What is a real-time data warehouse? How is it different from near to real-time data warehouse?
As the term suggests, a real-time data warehouse is a system, which reflects all changes to its sources in real time. As simple as it sounds, this is still an area of active research in the field. In traditional DWH, the operational system(s) are kept separate from the DWH for a good reason. The Operational systems are designed to accept inputs or changes to data regularly, hence have a good chance of being regularly queried. On the other hand, a DWH is supposed to do just the opposite – it is
used to query data for reports only. No changes to data, through user actions is expected (or designed). The only inputs could come from the ETL feed at stipulated times. The ETL would source its data from the Operational systems just explained above.

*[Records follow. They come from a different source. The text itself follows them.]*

PR #43838, opened 2022-08-24
[9.x] Improve @return value for `Illuminate\Database\Query\Builder::get()`

zoispag:
## Change

`Illuminate\Database\Query\Builder::get()` should return a `\Illuminate\Database\Eloquent\Collection` instance.

## Motivation

I have a class property with the type `Illuminate\Database\Eloquent\Collection`.

In the constructor, I populate it with `Book::all()`, and works as expected.

Recently I had to add one condition to my query, so I replaced `Book::all()` to `Book::whereNull('column')->get()` and I get the following complain from PHPStorm:

image

Both statements return objects of `Illuminate\Database\Eloquent\Collection`.

## Any considerations? 

- Should I completely drop `\Illuminate\Support\Collection` or the Union is actually fine?

### DIFF
--- a/src/Illuminate/Database/Query/Builder.php
+++ b/src/Illuminate/Database/Query/Builder.php
@@ -2610,7 +2610,7 @@ class Builder implements BuilderContract
      * Execute the query as a "select" statement.
      *
      * @param  array|string  $columns
-     * @return \Illuminate\Support\Collection
+     * @return \Illuminate\Support\Collection|\Illuminate\Database\Eloquent\Collection
      */
     public function get($columns = ['*'])
     {


Jubeki:
For me it seems like this always calls `collect()` which always returns a `Illuminate\Support\Collection`

Please take a look at the Builder for Eloquent Models: https://github.com/laravel/framework/blob/cde1943666f6dccd9ddf9bbb639a1ce2844f541c/src/Illuminate/Database/Eloquent/Builder.php#L676-L688
which should return the `Illuminate\Database\Eloquent\Collection` instance.

taylorotwell:
That method doesn't return Eloquent collections.

zoispag:
> That method doesn't return Eloquent collections.

@taylorotwell what am I seeing in tinker/Tinkerwell then?

image

image

hamedghaderi:
@taylorotwell Hasn't `get` supposed to return an Eloquent\Collection? 🤔

dennisprudlo:
@zoispag @hamedghaderi the eloquent builder returns an eloquent collection, that's right. However, this PR updates the get method on the base query builder which returns a regular collection.

Just look into the method where you updated the return type:
```php
return collect(...)
```

The collect helper always returns a regular collection.

canvural:
> > That method doesn't return Eloquent collections.
> 
> @taylorotwell what am I seeing in tinker/Tinkerwell then?
> 
> image
> 
> image

You are seeing this: https://github.com/laravel/framework/blob/d23de5f9af1bd253a9d8b823cec9bf37987facf2/src/Illuminate/Database/Eloquent/Builder.php#L676

PR #43843, opened 2022-08-24
[9.x] Direct stream download

deleugpn:

The fact that the `ResponseFactory` class only accepts a `callback` is slightly annoying as we have to manage the process of dumping the contents of the stream onto the response inside project code. This small change enhances Laravel to take on a PSR Stream object and directly output it as a download onto the browser.

### DIFF
--- a/src/Illuminate/Routing/ResponseFactory.php
+++ b/src/Illuminate/Routing/ResponseFactory.php
@@ -167,7 +167,6 @@ class ResponseFactory implements FactoryContract
      *
      * @param  StreamInterface $stream
      * @param  string $name
-     *
      * @return  StreamedResponse
      */
     public function directStreamDownload(StreamInterface $stream, string $name)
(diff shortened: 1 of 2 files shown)


src/Illuminate/Routing/ResponseFactory.php
```diff
@@ -161,6 +162,20 @@ public function streamDownload($callback, $name = null, array $headers = [], $di
...
+     * Directly output stream as an HTTP Response.
+     *
+     * @param  StreamInterface  $stream
+     * @param  string  $name
+     * @return StreamedResponse
+     */
+    public function directStreamDownload(StreamInterface $stream, string $name)
+    {
+        return $this->streamDownload(function () use ($stream) {
+            echo $stream;
```
rodrigopedra, line 175: If the file is too big, wouldn't this load it all into memory? As pointed on the PSR docs?

https://github.com/php-fig/http-message/blob/efd67d1dc14a7ef4fc4e518e7dee91c271d524e4/src/StreamInterface.php#L20

Isn't the idea of outputting a stream the possibility of chunking its output? Something like this:

~~~php
return $this->streamDownload(function () use ($stream) {
    if ($stream->isSeekable()) {
        $stream->rewind();
    }

    while (! $stream->eof()) {
        echo $stream->read(4096);
    }
});
~~~

rodrigopedra: Or with `fpassthru($stream->detach())` instead of the `while` loop.

taylorotwell:

PR #43844, opened 2022-08-24
[9.x] Concurrent Safe firstOrCreate

deleugpn:

As pointed out on this post a few years back https://freek.dev/1087-breaking-laravels-firstorcreate-using-race-conditions, Eloquent's `firstOrCreate` is subject to race-condition between two separate requests. The summary of the problem is:

- Request 1 starts
- Request 2 starts
- Request 1 asks for firstOrCreate
- Request 2 asks for firstOrCreate
- Request 1 does not find record in DB
- Request 2 does not find record in DB
- Request 1 creates record
- Request 2 crashes due to duplicate unique key

`concurrentlyFirstOrCreate` will catch the database exception and attempt to load the record from the DB one more time, giving it a chance to find the record that was concurrently created by a separate process.

### DIFF
--- a/src/Illuminate/Database/Eloquent/Builder.php
+++ b/src/Illuminate/Database/Eloquent/Builder.php
@@ -12,6 +12,7 @@ use Illuminate\Database\Eloquent\Concerns\QueriesRelationships;
 use Illuminate\Database\Eloquent\Relations\BelongsToMany;
 use Illuminate\Database\Eloquent\Relations\Relation;
 use Illuminate\Database\Query\Builder as QueryBuilder;
+use Illuminate\Database\QueryException;
 use Illuminate\Database\RecordsNotFoundException;
 use Illuminate\Pagination\Paginator;
 use Illuminate\Support\Arr;
@@ -554,6 +555,22 @@ class Builder implements BuilderContract
         return tap($this->newModelInstance(array_merge($attributes, $values)), function ($instance) {
             $instance->save();
         });
+    }
+
+    /**
+     * Concurrent-safe load first record matching the attributes or create it.
+     *
+     * @param  array  $attributes
+     * @param  array  $values
+     * @return \Illuminate\Database\Eloquent\Model|static
+     */
+    public function concurrentlyFirstOrCreate(array $attributes = [], array $values = [])
+    {
+        try {
+            return $this->firstOrCreate($attributes, $values);
+        } catch (QueryException $e) {
+            return $this->where($attributes)->firstOrFail();
+        }
     }
 
     /**


fgaroby:
So, we have to explicitly call the `concurrentlyFirstOrCreate` method to use it?
Why didn't you add the `try/catch` block directly in the `firstOrCreate`method?

deleugpn:
Because that could be slightly construed as a breaking change and this is rather an opt-in format for it

taylorotwell:
It seems like we would rather want firstOrCreate to just be as good as possible rather than introduce a new method?

src/Illuminate/Database/Eloquent/Builder.php
```diff
@@ -556,6 +557,22 @@ public function firstOrCreate(array $attributes = [], array $values = [])
...
+     *
+     * @param  array  $attributes
+     * @param  array  $values
+     * @return \Illuminate\Database\Eloquent\Model|static
+     */
+    public function concurrentlyFirstOrCreate(array $attributes = [], array $values = [])
+    {
+        try {
+            return $this->firstOrCreate($attributes, $values);
+        } catch (QueryException $e) {
```
jbrooksuk, line 571: The problem with catching `QueryException` is that we'll end up trying to re-do something that should have failed.

For example;

```php
User::firstOrCreate(['id' => 11]);
```

In the Laravel skeleton, the `name` field is also required, so now `firstOrCreate` will throw `QueryException` and we'll try again to find a matching model.

jbrooksuk (commented):
I'm not sure that this is a complete solution at the moment...

src/Illuminate/Database/Eloquent/Builder.php
jbrooksuk: > https://stackoverflow.com/questions/27878719/laravel-catch-eloquent-unique-field-error

This will change per database engine.

mikeydevelops:
So the main problem with adding this to the main `firstOrCreate` is that we could not be sure that the duplicate exception would be thrown. Maybe some data is missing or maybe the server went away and the DBMS complains about it.

I propose to extend `QueryException` and add a method (`isDuplicate` maybe?) to check if the exception code matches the error code for duplicate entries or if not supported, regex the thrown message and detect the unique syntax for each DBMS. Of course, this now means the `QueryException` should be aware of what driver is used to properly compare the error codes and messages.

If that is too much work, maybe just do it inline in the `firstOrCreate` method, but I would suggest against that and go with the previous suggestion because it would be useful for the developer and it allows for extension in the future for more similar cases.

bert-w:
Interesting, I'm using this snippet in my code:
```php
DB::transaction(function() use ($request) {
    $ip = Ip::query()->lockForUpdate()->firstOrCreate([
        'ip' => $request->ip()
    ]);
}, 3);
```
`'ip'` is a unique column in this example.

I now realize that this `lockForUpdate()` doesn't do anything because if an ip doesn't exist, there is nothing to row-lock. So the sole reason this snippet works is because of the `3` attempts parameter? The error never re-appeared after that attempts-parameter addition.

antonkomarev:
@bert-w you can use application-level advisory locks to prevent duplicates.

mikeydevelops:
> @bert-w you can use application-level advisory locks to prevent duplicates.

But then wouldn't this make the illuminate/database dependent on illuminate/cache for use of the locks? Also, we could not possibly know which cache driver a developer has chosen to use (I mean we can, if the code will be only in Laravel context and not only in illuminate/database).
Maybe we use the filesystem driver, there are deployments on slow drives which take time to create files which in turn slow down the request even more.
In short, this solution would tightly couple illuminate/database to the whole application which would mean that the feature cannot be used outside Laravel.

antonkomarev:
@mikeydevelops all popular RDBs has advisory locks functionality

antonkomarev:
I'm not proposing to use Advisory Locks in the framework, just pointing out that you can do it in your application.

garygreen:
This PR introduces a new method which fixes a race condition for just ONE function in Eloquent. The thing is, there is potentially race conditions everywhere... you could do a `find` and then `create` after manually and still have that exact same race condition.

So this could get messy real quick if Laravel introduces this, then others start contributing race-aware functions for everything.

I would be supportive of updating the `QueryException` to provide easier to interpret context as to why it failed, e.g. was it due to missing required value, or duplicate key. Some kind of helper functions on the exception like:

```
$queryException->wasDuplicate();
$queryException->wasMissingDefault();
```

That way it'll be easier to wrap your own eloquent functions (that may have race conditions) and catch the exception to then work out what action best to take.

DarkGhostHunter:
> This PR introduces a new method which fixes a race condition for just ONE function in Eloquent. The thing is, there is potentially race conditions everywhere... you could do a `find` and then `create` after manually and still have that exact same race condition.
> 
> 
> 
> So this could get messy real quick if Laravel introduces this, then others start contributing race-aware functions for everything.
> 
> 
> 
> I would be supportive of updating the `QueryException` to provide easier to interpret context as to why it failed, e.g. was it due to missing required value, or duplicate key. Some kind of helper functions on the exception like:
> 
> 
> 
> ```php
> 
> $queryException->wasDuplicate();
> 
> $queryException->wasMissingDefault();
> 
> ```
> 
> 
> 
> That way it'll be easier to wrap your own eloquent functions (that may have race conditions) and catch the exception to determine the best action to take.

This. Before this PR can have any leverage, the QueryException must be able to identify the error cause is a duplicate primary/unique key.

driesvints:
Closing this for now. Feel free to resend when you have more time.

PR #44915, opened 2022-11-12
[9.x] Extract child instructions

maoleng:
We can extract the statement here (clearer intention, lower complexity numbers)


driesvints:
Thanks!

PR #44918, opened 2022-11-12
[9.x] Add `uppercase` validation rule

michaelnabil230:
This PR introduces an "uppercase" validation rule.

We have a current want for this rule to create some standardized data formatting without changing the case on the user silently.

For example, we want a user to be able to create a database user, but we want to force the user to uppercase.

Usage:

```php
Validator::make(['name' => 'ADMIN'], ['name' => ['required', 'string', 'uppercase']);
```

I don't have a real use case for an "uppercase" rule, so I did not include it. If we want it for consistency, I can follow up with one (or someone else is welcome to add it).

Documentation: https://github.com/laravel/docs/pull/8336

### DIFF
--- a/src/Illuminate/Validation/Concerns/ValidatesAttributes.php
+++ b/src/Illuminate/Validation/Concerns/ValidatesAttributes.php
@@ -1172,6 +1172,19 @@ trait ValidatesAttributes
     }
 
     /**
+     * Validate that an attribute is uppercase.
+     *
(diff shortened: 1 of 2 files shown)


MaRmARk0:
I recently wanted to validate whether incoming language identifier is an uppercase string, e.g. "SK", "CZ", "EN" etc. so this comes handy now.

PR #44919, opened 2022-11-12
[9.x] Move function `withoutTrashed` into `DatabaseRule`

michaelnabil230:
ُThis PR move `withoutTrashed` into `DatabaseRule` makes more every sense

### DIFF
--- a/src/Illuminate/Validation/Rules/DatabaseRule.php
+++ b/src/Illuminate/Validation/Rules/DatabaseRule.php
@@ -170,6 +170,19 @@ trait DatabaseRule
     }
 
     /**
+     * Ignore soft deleted models during the existence check.
+     *
+     * @param  string  $deletedAtColumn
+     * @return $this
+     */
+    public function withoutTrashed($deletedAtColumn = 'deleted_at')
+    {
+        $this->whereNull($deletedAtColumn);
+
+        return $this;
+    }
+
+    /**
      * Register a custom query callback.
      *
      * @param  \Closure  $callback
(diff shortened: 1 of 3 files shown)


src/Illuminate/Validation/Rules/DatabaseRule.php
```diff
@@ -169,6 +169,19 @@ public function whereNotIn($column, $values)
         });
     }
 
+    /**
+     * Ignore soft deleted models during the existence check.
```
amims71, line 173: I believe, it would work with unique check as well with the existence check.

driesvints:
This is unfortunately a breaking change for third party packages that use these traits separately.

michaelnabil230:
But there will be no problem with this change.

michaelnabil230:
@driesvints 
But there will be no problem with this change.

michaelnabil230:
@BrandonSurowiec This is what you said to me @driesvints, what do you think?

driesvints:
People using the trait directly will see a method suddenly missing from the Exists rule. This is a breaking change.

driesvints:
@michaelnabil230 feel free to re-attempt this

michaelnabil230:
@driesvints It seems to me that you didn't see the all changes.
I merged `withoutTrashed' into '‏DatabaseRule'

michaelnabil230:
@driesvints 
@BrandonSurowiec 

The new PR https://github.com/laravel/framework/pull/44938

PR #44920, opened 2022-11-12
Convert closures to arrow functions

michaelnabil230:


driesvints:
This (although probably non-breaking) changes the behavior with returning the query adjustment from the short closure.

PR #44921, opened 2022-11-12
[9.x] improve model functions `findOrFail` and `firstOrFail`

michaelnabil230:


driesvints:
If nothing's broken it's best to leave things be.

PR #44027, opened 2022-09-06
[9.x] Don't use locks for queue job popping for PlanetScale's MySQL-compatible Vitess engine

rihardsgrislis:
PlanetScale provides great serverless MySQL-compatible database and guide on how to integrate it in Laravel (https://planetscale.com/docs/tutorials/connect-laravel-app) but under hood uses Vitess.

However it looks that Vitess doesn't support "skip" queries:
```SQLSTATE[HY000]: General error: 1105 syntax error at position 185 near 'SKIP' (SQL: select * from `jobs` where `queue` = default and ((`reserved_at` is null and `available_at` <= 1662479913) or (`reserved_at` <= 1662479823)) order by `id` asc limit 1 FOR UPDATE SKIP LOCKED)```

To create a real-time DWH we would have to merge both systems (several ways are being explored), a concept that is against the reason of creating a DWH. Bigger challenges occur in terms of updating aggregated data in facts at real time, still maintaining the surrogate keys. Besides, we would need lightening fast hardware to try this.Near Real time DWH is a trade-off between the conventional design and the dream of all clients today. The frequency of ETL updates in higher in this case for
e.g. once in 2 hours. We can also analyze and use selective refreshes at shorter time intervals, while complete refreshes may still be kept further apart. Selective refreshes would look at only those tables that get updated regularly.